SPACs must pick a target within a certain timeline. Omega Alpha has about one more year to pick a company.

Omega isn’t looking to forge three, four, five SPACs like some serial backers, so the sponsor wants to be successful on its first and only go at the blank check route, Stampacchia said. Social Capital is an example of those serial SPAC backers. The fund has launched four SPACs, two of which inked deals last month: prescription video game maker Akili and kidney cell therapy biotech ProKidney.

The market should expect more serial backers but fewer new entrants, said Jordan Saxe, head of healthcare listings at Nasdaq, in an interview. Saxe said there are about 65 healthcare SPACs currently looking for deals.

“I don’t think you’re going to see all these new people launching SPACs in healthcare that haven’t done it before. I’ve talked to a few people who have done it, and they’re like, ‘This is harder than I thought it would be,’” Saxe said.

For new SPAC mergers to happen, though, biotechs should wait for private investor enthusiasm, through the PIPE market, to return. PIPEs are crucial for companies that need more capital than just the amount raised in the SPAC’s IPO. The private investment in public equity is essentially a funding round that is done in conjunction with the blank check merger to provide the acquired company with more cash.

“You’d have to see the PIPE market opening, and from my understanding, it has closed very hard,” the source who spoke to the Valo deal said.

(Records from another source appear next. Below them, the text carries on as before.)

PR #276, opened 2021-02-10
Feature/Augmentor-Paraphraser

ritvikshrivastava:
Adds query-augmentation functionality to MindMeld:

1. Creates an abstract Augmentor class.
2. Adds EnglishParaphraser.
3. Adds MultiLingual Paraphraser (es, fr, pt, it, ro).
4. Documentation.

Example Usage:
1. Install Dependencies
```
pip install -e". [augment]"
```

2. Update app configuration (add to ``config.py``):

(a) For English:
```
AUGMENTATION_CONFIG = {
    "augmentor_class": "EnglishParaphraser",
    "batch_size": 8,
    "paths": [{"domains": ".*", "intents": ".*", "files": ".*",}],
    "path_suffix": ".augmented.txt",
}
```
(b) For MultiLingual Paraphraser:
```
LANGUAGE_CONFIG = {
    'language': 'es',
    'locale': 'es_MX'
}. # not needed for paraphraser if provided in CLI, this is fallback lang config for the purpose of paraphraser.

AUGMENTATION_CONFIG = {
    "augmentor_class": "MultiLingualParaphraser",
    "batch_size": 8,
    "paths": [{"domains": "greetings", "intents": "exit", "files": "train.txt",}],
    "path_suffix": ".augmented.txt",
}
```
3. Augment
```
mindmeld augment --app-path "path" --language "lang_code"
```

Generates ``*-augment.txt`` from ``*.txt``


mindmeld/augmentation.py
```diff
@@ -0,0 +1,285 @@
...
+
+    def augment_queries(self, queries, **kwargs):
+        augmented_queries = []
+        for query in queries:
+            augmented_queries.extend(self._get_response(query, **kwargs))
+        return augmented_queries
+
+
+class MultiLingualParaphraser(Augmentor):
+    """Paraphraser class for generating paraphrases based on language code of the app
```
vembar, line 202: Modify comment to indicate that this only supports romance languages (French, Italian, Spanish, Portuguese, and Romanian) right now.

mindmeld/augmentation.py
```diff
@@ -0,0 +1,285 @@
...
+            num_beams=num_beams,
+            num_return_sequences=num_return_sequences,
+            temperature=1.5,
+        )
+        paraphrases = self.tokenizer.batch_decode(translated, skip_special_tokens=True)
+        return paraphrases
+
+    def augment_queries(self, queries, **kwargs):
+        augmented_queries = []
+        for query in queries:
```
vembar, line 196: We can actually make use of batching here to speed up the process.

mindmeld/augmentation.py
```diff
@@ -0,0 +1,285 @@
...
+            temperature=1.0,
+        )
+        translated_queries = list(set(translated_queries))
+
+        back_translated_queries = self._translate(
+            template=lambda text: f">>{self.language}<< {text}",
+            queries=translated_queries,
+            model=self.target_model,
+            tokenizer=self.target_tokenizer,
+            num_beams=5,
```
vembar, line 274: can reduce num_beams and num_sequences to 3 since we wan to generate at most 10 queries

mindmeld/augmentation.py
```diff
@@ -0,0 +1,285 @@
...
+
+        Args:
+            app_path (str): The location of the MindMeld app
+            config (dict, optional): A config object to use. This will
+                override the config specified by the app's config.py file.
+        """
+        super().__init__(app_path=app_path, config=config)
+
+        self.torch_device = "cuda" if torch.cuda.is_available() else "cpu"
+        self.language, _ = get_language_config(app_path=app_path)
```
vembar, line 217: Maybe it's better to add a check to ensure we support that language code and return an informative message if not.
You can find the supported language codes under source languages here: https://huggingface.co/Helsinki-NLP/opus-mt-ROMANCE-en

mindmeld/augmentation.py
```diff
@@ -0,0 +1,285 @@
...
+        """Initializes an English paraphraser.
+
+        Args:
+            app_path (str): The location of the MindMeld app
+            config (dict, optional): A config object to use. This will
+                override the config specified by the app's config.py file.
+        """
+        super().__init__(app_path=app_path, config=config)
+
+        model_name = "tuner007/pegasus_paraphrase"
```
vembar, line 163: @vijay120 Should we also have a local copy of these model in an S3 bucket or something as a fallback in case huggingface decides to phase it out for some reason?

mindmeld/components/_config.py
```diff
@@ -464,11 +464,28 @@
     },
 }
 
+DEFAULT_AUGMENTATION_CONFIG = {
```
vembar, line 467: Also, like we discussed, would be nice to expose some of the generation parameters to the developer through the config (especially for the multilingual models)

mindmeld/augmentation.py
```diff
@@ -0,0 +1,285 @@
...
+    )
+
+try:
+    from transformers import PegasusForConditionalGeneration, PegasusTokenizer
+    from transformers import MarianMTModel, MarianTokenizer
+except ImportError:
+    logger.info(
+        "Library not found: 'transformers'. Run 'pip install mindmeld[augment]'"
+        " to install."
+    )
```
vijay120, line 43: It would be cleaner to add this code block for trying to import torch into a `register_dependecies` function and follow the pattern in `mindmeld/path.py::607`

mindmeld/augmentation.py
```diff
@@ -0,0 +1,285 @@
...
+
+    def __init__(self, app_path, config=None):
+        """Initializes an augmentor.
+
+        Args:
+            app_path (str): The location of the MindMeld app
+            config (dict, optional): A config object to use. This will
+                override the config specified by the app's config.py file.
+        """
+        self.app_path = app_path
```
vijay120, line 61: I think its better to explicitly pass in the args used by this class, like `language` and `locale` to this class instead of deriving it from the `app_path`. I understand this is a practice we have used in the past, but we should move away from it.

mindmeld/augmentation.py
```diff
@@ -0,0 +1,285 @@
...
+        self.config = config or get_augmentation_config(app_path=app_path)
```
vijay120, line 62: Similar to my above statement, the caller of this class is responsible for explicitly passing the args and the responsibility of this class is to paraphrase given those primitives.

mindmeld/augmentation.py
```diff
@@ -0,0 +1,285 @@
...
+        self._resource_loader = ResourceLoader.create_resource_loader(app_path)
```
vijay120, line 63: resource loader should also be passed in

mindmeld/augmentation.py
```diff
@@ -0,0 +1,285 @@
...
+
+        Args:
+            queries (list): List of queries.
+
+        Return:
+            augmented_queries (list): List of augmented queries.
+        """
+        raise NotImplementedError("Subclasses must implement this method")
+
+    def _get_files(self, config):
```
vijay120, line 91: Pass in explicit paths

mindmeld/augmentation.py
```diff
@@ -0,0 +1,285 @@
...
+        Args:
+            app_path (str): The location of the MindMeld app
+            config (dict, optional): A config object to use. This will
+                override the config specified by the app's config.py file.
+        """
+        self.app_path = app_path
+        self.config = config or get_augmentation_config(app_path=app_path)
+        self._resource_loader = ResourceLoader.create_resource_loader(app_path)
+
+    def augment(self, config, **kwargs):
```
vijay120, line 65: enumerate the keyword args here

mindmeld/augmentation.py
```diff
@@ -0,0 +1,285 @@
...
+            filtered_paths (list): List of file paths to be augmeted.
+        """
+        all_file_paths = self._resource_loader.get_all_file_paths()
+
+        if not config["paths"]:
+            logger.warning(
+                """'paths' field is not configured or misconfigured in the `config.py`.
+                 Can't find files to augment."""
+            )
+            return
```
vijay120, line 107: should this be an empty list?

mindmeld/augmentation.py
```diff
@@ -0,0 +1,285 @@
...
+
+        rules = config["paths"]
+
+        filtered_paths = []
+
+        for rule in rules:
+            pattern = _get_pattern(rule)
+            compiled_pattern = re.compile(pattern)
```
vijay120, line 115: I would first validate the patterns before renumerating the paths since we can pick up invalid patterns earlier

mindmeld/augmentation.py
```diff
@@ -0,0 +1,285 @@
...
+        return queries
+
+    def _write_files(self, path, augmented_queries):
+        """Writes augmented queries to a new file in the path.
+
+        Args:
+            path (str): File path to the original file.
+            augmented_queries (list): List of augmented queries returned by class.
+        """
+        write_path = path.strip(".txt") + ".augmented.txt"
```
vijay120, line 143: Add a suffix arg to the function instead of hardcoding ".augmented.txt"

mindmeld/augmentation.py
vijay120: I agree. @jre21 could you help us to upload the model to one of our local aws buckets?

mindmeld/augmentation.py
```diff
@@ -0,0 +1,285 @@
...
+        Args:
+            query (str): An application query.
+            num_return_sequences (int, optional): Maximum number of paraphrases to be generated.
+            num_beams (int, optional):
+
+        Return:
+            paraphrases (list(str)): List of paraphrased queries.
+        """
+        batch = self.tokenizer.prepare_seq2seq_batch(
+            [query], truncation=True, padding="longest", max_length=60
```
vijay120, line 182: Is it worth exposing some of the params here like `max_length ` to the end dev?

mindmeld/augmentation.py
```diff
@@ -0,0 +1,285 @@
...
+        )
+        translated = self.model.generate(
+            **batch,
+            max_length=60,
```
vijay120, line 186: add these params as constants if they are not configured

mindmeld/augmentation.py
```diff
@@ -0,0 +1,285 @@
...
+        self.en_model = MarianMTModel.from_pretrained(en_model_name)
+        self.en_model.to(self.torch_device)
+
+        target_model_name = "Helsinki-NLP/opus-mt-en-ROMANCE"
+        self.target_tokenizer = MarianTokenizer.from_pretrained(target_model_name)
+        self.target_model = MarianMTModel.from_pretrained(target_model_name).to(
+            self.torch_device
+        )
+
+    def _translate(self, **kwargs):
```
vijay120, line 230: enumerate kwargs

mindmeld/augmentation.py
```diff
@@ -0,0 +1,285 @@
...
+        queries = kwargs.pop("queries")
+        model = kwargs.pop("model")
+        tokenizer = kwargs.pop("tokenizer")
+
+        queries = [template(query) for query in queries]
+        encoded = tokenizer.prepare_seq2seq_batch(queries, return_tensors="pt")
+        for key in encoded:
+            encoded[key] = encoded[key].to(self.torch_device)
+
+        translated = model.generate(**encoded, **kwargs)
```
vijay120, line 250: enumerate

mindmeld/augmentation.py
```diff
@@ -0,0 +1,285 @@
...
+        translated_queries = tokenizer.batch_decode(
+            translated, skip_special_tokens=True
+        )
+        return translated_queries
+
+    def augment_queries(self, queries):
+        translated_queries = self._translate(
+            template=lambda text: f"{text}",
```
vijay120, line 258: isnt this just `str(input)`? Why do we need to do this?

mindmeld/augmentation.py
```diff
@@ -0,0 +1,285 @@
...
+            queries=queries,
+            model=self.en_model,
+            tokenizer=self.en_tokenizer,
+            num_beams=5,
```
vijay120, line 262: Again, I would set all these params as global vars and consolidate them somewhere for easy changing

mindmeld/auto_annotator.py
```diff
@@ -85,7 +87,7 @@ def _get_file_entities_map(self, action: AnnotatorAction, config):
             rules = config[AnnotatorAction.UNANNOTATE.value]
 
         for rule in rules:
-            pattern = Annotator._get_pattern(rule)
+            pattern = _get_pattern(rule)
```
vijay120, line 90: Wont this fail?

mindmeld/components/_config.py
```diff
@@ -464,11 +464,28 @@
...
+    "augmentor_class": "EnglishParaphraser",
```
vijay120, line 468: Do we have an opinion of if there would be multiple english paraphrasers in the future? If not, can we just use the locale and language to decide which paraphraser to use instead of specifying it here?

mindmeld/auto_annotator.py
vijay120: Nvm looks like its being imported. If so, remove the leading camelcase since its no longer a private function

tests/test_augmentation.py
```diff
@@ -0,0 +1,35 @@
...
+@pytest.mark.augment
+@pytest.mark.parametrize(
+    "query, num_paraphrases",
+    [
+        ("some text", 10),
+        ("another text", 5),
+        ("yet another text", 2),
+    ],
+)
+def test_num_paraphrases(english_paraphraser, query, num_paraphrases):
```
vijay120, line 31: Can we also test for the results to make sure they are deterministic and make sense?

tests/test_augmentation.py
```diff
@@ -0,0 +1,35 @@
...
+    paraphrases = english_paraphraser.augment_queries(
+        [query], num_return_sequences=num_paraphrases
+    )
+    assert num_paraphrases == len(paraphrases)
```
vijay120, line 35: Also please test for the multilingual one as well.

vijay120 (changes requested):
Some comments

mindmeld/augmentation.py
ritvikshrivastava: This function takes in the config and resolves the rules set for paths

mindmeld/augmentation.py
ritvikshrivastava: The kwargs are variable, and change for different models. Can't explicitly set them here.

mindmeld/augmentation.py
ritvikshrivastava: The invalid patterns should be removed in the filtering step that follows.

mindmeld/augmentation.py
ritvikshrivastava: The kwargs are variable here again (and a longer list). I was thinking of doing that in the docstring instead of explicitly enumerating them in the kwargs.

mindmeld/augmentation.py
vijay120: Ok got it. Then it makes sense.

mindmeld/augmentation.py
vijay120: I think its better for readability if paths was just pass in. The config is not being used for anything else here.

mindmeld/augmentation.py
vijay120: So it looks like this function needs some compulsory arguments, like template, queries, models etc. There are two ways to do this:
a) Make the compulsory arguments position arguments with no defaults
b) Make these compulsory keyword args as follows:
```
def _translate(self, *, template, queries, model, tokenizer, **kwargs):
```

mindmeld/augmentation.py
vijay120: @ritvikshrivastava I can upload the model to the s3 bucket, let me know.

setup.py
```diff
@@ -92,12 +92,16 @@
...
+            'transformers~=3.5.1; python_version>="3.6"',
+            'sentence-transformers~=0.3; python_version>="3.6"',
             "elasticsearch>=7.0",
         ],
         "examples": [
             'connexion>=2.7.0; python_version>="3.6"',
         ],
+        "augment":[
+            'torch~=1.7.0; python_version>="3.6"',
+            'transformers~=3.5.1; python_version>="3.6"'
```
vembar, line 104: I think we may have to explicitly install SentencePiece library which the multilingual paraphraser needs.

mindmeld/augmentation.py
ritvikshrivastava: Added as default params in the constructors of respective paraphrasers, as discussed.

mindmeld/augmentation.py
ritvikshrivastava: Took approach b)

mindmeld/augmentation.py
ritvikshrivastava: Added a check in the abstract constructor.

mindmeld/components/_config.py
ritvikshrivastava: The config now has a params dict that can be populated with configurable model parameters. We should provide a detailed documentation of acceptable parameters in the documentation.

mindmeld/augmentation.py
```diff
@@ -0,0 +1,315 @@
...
+        if not _is_module_available("transformers"):
+            raise ModuleNotFoundError(
+                "Library not found: 'transformers'. Run 'pip install mindmeld[augment]' to install."
+            )
+
+    def _check_lang_support(self):
+        if self.lang not in SUPPORTED_LANG_CODES:
+            raise UnsupportedLanguageError(
+                f"'{self.lang}' is not supported yet. "
+                "English, Spanish, French, Portuguese and Italian are currently supported."
```
vembar, line 73: Nit: Add language codes as well. 

"English(en), Spanish(es), French(fr), Portuguese(pt) and Italian(it) are currently supported."

vembar: Also add Romanian (ro)

mindmeld/augmentation.py
```diff
@@ -0,0 +1,315 @@
...
+            encoded[key] = encoded[key].to(self.torch_device)
+
+        translated = model.generate(**encoded, **kwargs)
+        translated_queries = tokenizer.batch_decode(
+            translated, skip_special_tokens=True
+        )
+        return translated_queries
+
+    def augment_queries(self, queries):
+        translated_queries = self._translate(
```
vembar, line 293: Shouldn't we set a batch size here and then call translate()?

mindmeld/augmentation.py
```diff
@@ -0,0 +1,315 @@
...
+        self.en_model.to(self.torch_device)
+
+        target_model_name = "Helsinki-NLP/opus-mt-en-ROMANCE"
+        self.target_tokenizer = MarianTokenizer.from_pretrained(target_model_name)
+        self.target_model = MarianMTModel.from_pretrained(target_model_name).to(
+            self.torch_device
+        )
+
+        # Use default model params if not customized for app
+        self.params = params or {
```
vembar, line 265: Though we agreed on having two sets of parameters here. One for the pivot language translation and the other for the "back-translation".

mindmeld/components/_config.py
vembar: Same comment as before. Are we now having just a single set of parameters for both forward and back translations?

mindmeld/augmentation.py
vembar:
```
for i in range(0, len(queries), batch_size):
    query_batch = queries[i:i+batch_size]
    augmented_queries.extend(self._get_response(query_batch, **kwargs))
```
Maybe set `batch_size` to 8?

mindmeld/augmentation.py
```diff
@@ -0,0 +1,315 @@
...
+            model_name, force_download=False
+        ).to(torch_device)
+
+        # Use default model params if not customized for app
+        self.params = params or {
+            "max_length": 60,
+            "num_beams": 10,
+            "num_return_sequences": 10,
+            "temperature": 1.5,
+        }
```
vembar, line 196: We should update the key values with the user params rather than expect them to set all of them?

ritvikshrivastava: Yeah made this change already. Will push it up.

vembar (changes requested):
A few comments

mindmeld/augmentation.py
```diff
@@ -0,0 +1,324 @@
...
+
+        Args:
+            path (str): File path to the original file.
+            augmented_queries (list): List of augmented queries returned by class.
+        """
+        write_path = path.strip(".txt") + suffix
+
+        with open(write_path, "w") as outfile:
+            for query in augmented_queries:
+                outfile.write(query.strip("\n") + "\n")
```
vijay120, line 154: I think `query.rstrip` might be more general here

mindmeld/augmentation.py
vijay120: Lets do this in a subsequent PR

mindmeld/augmentation.py
```diff
@@ -0,0 +1,324 @@
...
+        # Update default params with user model config
+        self.params = {
+            "max_length": 60,
+            "num_beams": 10,
+            "num_return_sequences": 10,
+            "temperature": 1.5,
+        }
+
+        if params:
+            self.params.update(params)
```
vijay120, line 200: As discussed, lets try and get rid of params and instead enumerate the primitive args for the model in the constructor with good defaults.

mindmeld/augmentation.py
```diff
@@ -0,0 +1,324 @@
...
+        # Update default params with user model config
+        self.params = {
+            "num_beams": 3,
+            "num_return_sequences": 3,
+            "top_k": 0,
+            "temperature": 1.0,
+        }
+
+        if params:
+            self.params.update(params)
```
vijay120, line 277: same here.

mindmeld/augmentation.py
ritvikshrivastava: Created batching within translate.

mindmeld/components/_config.py
ritvikshrivastava: Added.

mindmeld/augmentation.py
```diff
@@ -0,0 +1,340 @@
...
+                **self.params,
+            )
+            all_generated_queries.extend(
+                self.tokenizer.batch_decode(generated, skip_special_tokens=True)
+            )
+        return all_generated_queries
+
+    def augment_queries(self, queries, **kwargs):
+        augmented_queries = []
+        augmented_queries = self._get_response(queries, **kwargs)
```
vembar, line 235: return unique paraphrases here similar to the Multilingual one.

mindmeld/components/_config.py
```diff
@@ -464,11 +464,34 @@
...
+            "intents": ".*",
+            "files": ".*",
+        }
+    ],
+    "params": {
+        "fwd_params": {},
+        "reverse_params": {},
+        "batch_size": 8,
+    },
+    "path_suffix": ".augmented.txt"
```
vembar, line 481: Nit: Would suggest changing it to `_augment.txt` or `-augment.txt`

tests/test_augmentation.py
```diff
@@ -0,0 +1,45 @@
...
+@pytest.mark.extras
+@pytest.mark.parametrize(
+    "query",
+    [
+        ("some text"),
+        ("another text"),
+        ("yet another text"),
+    ],
+)
+def test_num_paraphrases(english_paraphraser, query):
```
vembar, line 42: add a test for the multilingual paraphraser? You can use a predetermined example and check for equivalence.

mindmeld/augmentation.py
```diff
@@ -0,0 +1,340 @@
...
+
+        target_model_name = "Helsinki-NLP/opus-mt-en-ROMANCE"
+        self.target_tokenizer = MarianTokenizer.from_pretrained(target_model_name)
+        self.target_model = MarianMTModel.from_pretrained(target_model_name).to(
+            self.torch_device
+        )
+
+        # Update default params with user model config
+        self.fwd_params = {
+            "num_beams": 3,
```
vembar, line 281: Can we also set max_length to 60 here?

mindmeld/augmentation.py
```diff
@@ -0,0 +1,340 @@
...
+        template = lambda text: f">>{self.lang}<< {text}"
+        translated_queries = [template(query) for query in set(translated_queries)]
+
+        reverse_translated_queries = self._translate(
+            queries=translated_queries,
+            model=self.target_model,
+            tokenizer=self.target_tokenizer,
+            **self.reverse_params,
+        )
+        augmented_queries = list(set(p.lower() for p in reverse_translated_queries))
```
vembar, line 334: From my experiments with WxA, for some of the shorter queries, it seems to generate sentences with just punctuations sometimes. One way of eliminating them could be to retain queries that have some alpha-numeric characters.

source/userguide/augmentation.rst
```diff
@@ -0,0 +1,103 @@
+Data Augmentation in MindMeld
+=============================
+
+MindMeld provides the ability to augment data to collect more diverse queries and make the applications more robust.
```
vembar, line 4: When starting out to build a new conversational application in a custom domain, it is often the case that we have very limited training data to train models. In such scenarios, one way of bootstrapping your models is by using data augmentation techniques to increase the size of our training set. MindMeld now provides the ability to augment data via automatic paraphrasing in English and other languages to help make the applications more robust.

source/userguide/augmentation.rst
```diff
@@ -0,0 +1,103 @@
...
+--------------------------
+
+The :attr:`DEFAULT_AUGMENTATION_CONFIG` shown below is the default config for an Augmentor.
+A custom config can be included in :attr:`config.py` by duplicating the default config and renaming it to :attr:`AUGMENTATION_CONFIG`.
+
+.. code-block:: python
+
+    DEFAULT_AUGMENTATION_CONFIG = {
+        "augmentor_class": "EnglishParaphraser",
+        "paths": [
```
vembar, line 41: I think we're missing documentation for batch_size?

source/userguide/augmentation.rst
```diff
@@ -0,0 +1,103 @@
...
+``'augmentor_class'`` (:class:`str`, default: :class:`EnglishParaphraser`): The augmentor class that can specified for deciding on the augmentation tool to be used. Currently, we recommend using :class:`EnglishParaphraser` for English language applications and :class:`MultiLingualParaphraser` for all other supported languages.
+
+``'paths'`` (:class:`list`): List of regex based path rules to select files to be augmented. These files become the baseline for the augmentors and are used to generate new data. By default, all training and testing files are augmented.
+
+``'path_suffix'`` (:class:`str`): The default suffix that is appended to the name of the original file being augmented to generate new files with the augmented data.
+
+English Paraphraser
+-------------------
+
+The English paraphraser uses a state-of-the-art text summarization model `PEGASUS <https://ai.googleblog.com/2020/06/pegasus-state-of-art-model-for.html>`_ for generating paraphrases. This model has been fine-tuned for the task of paraphrasing.
```
vembar, line 62: Should we also cite the fine tuned model here? @vijay120

source/userguide/augmentation.rst
```diff
@@ -0,0 +1,103 @@
...
+
+    mindmeld augment --app-path <app_path> --lang "en"
+
+In the config for this paraphraser class, the ``'augmentor_class'`` should be set to :class:`EnglishParaphraser`.
+
+
+Multi-Lingual Paraphraser
+-------------------------
+
+The multi-lingual paraphraser in MindMeld uses back-translation as the underlying concept to generate paraphrases. Given an application in one of the supported languages, the forward model translates the current set of queries to English, generating a number of English translations. Next, the reverse model translates each of the English translations into one or more queries in the original language. This results in a paraphrased set of queries in the original language.
```
vembar, line 77: The multi-lingual paraphraser in MindMeld uses machine translation as the underlying concept to generate paraphrases.

vembar: Same question as in the previous question. I think we should be citing the helsinki-NLP models here?

tests/test_augmentation.py
```diff
@@ -0,0 +1,87 @@
...
+@pytest.mark.extras
+@pytest.mark.parametrize(
+    "query",
+    [
+        ("aumenta el volumen"),
+    ],
+)
+def test_spanish_paraphrases(multilingual_paraphraser, query):
+    paraphrases = multilingual_paraphraser.augment_queries([query])
+    assert "Aumentar el volumen." in paraphrases
```
vembar, line 87: wont this fail since we lower case everything before returning the paraphrases?

mindmeld/augmentation.py
vembar: Consider something like this - 
```
augmented_queries = list(set([p.lower() for p in reverse_translated_queries if any(c.isalnum() for c in p)]))
```

mindmeld/augmentation.py
```diff
@@ -0,0 +1,345 @@
...
+            "max_length": 60,
+            "num_beams": 3,
+            "num_return_sequences": 3,
+            "temperature": 1.0,
+            "top_k": 0,
+        }
+
+        self.reverse_params = {
+            "max_length": 60,
+            "num_beams": 5,
```
vembar, line 292: Flip num_beam/num_return_sequences values - 5 for forward and 3 for reverse.

mindmeld/augmentation.py
```diff
@@ -0,0 +1,345 @@
...
+    def __init__(self, lang, paths, path_suffix, resource_loader):
+        """Initializes an augmentor.
+
+        Args:
+            lang (str): The lang code for paraphrasing
+            paths (list): Path rules for fetching relevant files to Paraphrase.
+            path_suffix (str): Suffix to be added to new augmented files.
+            resource_loader (object): Resource Loader object for the application.
+        """
+        self.lang = lang
```
vijay120, line 51: maybe `language_code` would be more expressive here

mindmeld/augmentation.py
```diff
@@ -0,0 +1,345 @@
...
+        self.paths = paths
```
vijay120, line 52: `files_to_paraphrase`

mindmeld/augmentation.py
vijay120: maybe do a `lang.lower()` here as well

mindmeld/augmentation.py
```diff
@@ -0,0 +1,345 @@
...
+            path (str): File path.
+
+        Return:
+            queries (list): List of queries in the file path.
+        """
+        with open(path, "r") as f:
+            queries = f.readlines()
+        return queries
+
+    def _write_files(self, path, augmented_queries, suffix):
```
vijay120, line 145: I think `_write_to_file` seems more descriptive?

mindmeld/augmentation.py
```diff
@@ -0,0 +1,345 @@
...
+                " and Spanish (es) are currently supported."
+            )
+
+    def augment(self, **kwargs):
+        """Augments queries given initial queries in application."""
+        filtered_paths = self._get_files(paths=self.paths)
+
+        for path in tqdm(filtered_paths):
+            queries = self._read_path_queries(path)
+            augmented_queries = self.augment_queries(queries, **kwargs)
```
vijay120, line 85: Add a ToDo here to consider using a generator here and write to file incrementally in case we run of mem in the future. Currently, if the file size is too large, it might fail here.

mindmeld/augmentation.py
```diff
@@ -0,0 +1,345 @@
...
+
+        Args:
+            queries (list): List of queries.
+
+        Return:
+            augmented_queries (list): List of augmented queries.
+        """
+        raise NotImplementedError("Subclasses must implement this method")
+
+    def _get_files(self, paths=None):
```
vijay120, line 100: `path_rules`?

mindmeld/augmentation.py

RBC Capital Markets flagged PIPEs as a clear differentiator between the traditional crossover round to IPO path versus going the shell company route in a podcast from March 2021, during the heyday of SPACs.

“[O]ne consideration obviously is the sponsor you’re working with in the SPAC; their ability to drive a syndicate of demand around a potential PIPE; and providing that third-party validation and valuation visibility that you’ll get as well, potentially, through the crossover to IPO path,” said Jason Levitz, RBC’s head of healthcare equity capital markets, in the note.

Valuation visibility doesn’t always translate into reality, though. Projections are no match for what actually happens once a biotech begins trading. Many companies that elected to go the SPAC route are experiencing the worst of biotech’s public market woes. For many of them, their shares have tumbled after emerging on Wall Street post-SPAC.

“Should others be trading at $2, $6? Absolutely not,” said another source with knowledge of the Valo deal, noting that biotechs that have made it onto the market via shell company mergers should be trading higher to match the value of their science and technology.

That $2, $6 example is not far off the mark. Many of the biotechs that went public via a reverse merger last year are now trading well below the $10 that most SPACs price at.

Roivant Sciences is fluctuating toward $7 per share; Celularity and Effector Therapeutics are both trading at roughly half of their original $10 price; and Gemini Therapeutics has cratered to $1.70 per share. Pardes Biosciences and Cerevel Therapeutics are relative outliers at $11.30 and $28.31 apiece, respectively, as of 10:37 a.m. ET on Monday.

In a potential sign that SPAC interest is waning, multiple SPAC sponsors declined to make executives available for this article.

SPACs still searching for biotech targets include two Social Capital-sponsored blank checks, Frontier Acquisition, Isleworth Healthcare Acquisition, Population Health Investment, Orion Biotech Opportunities and others.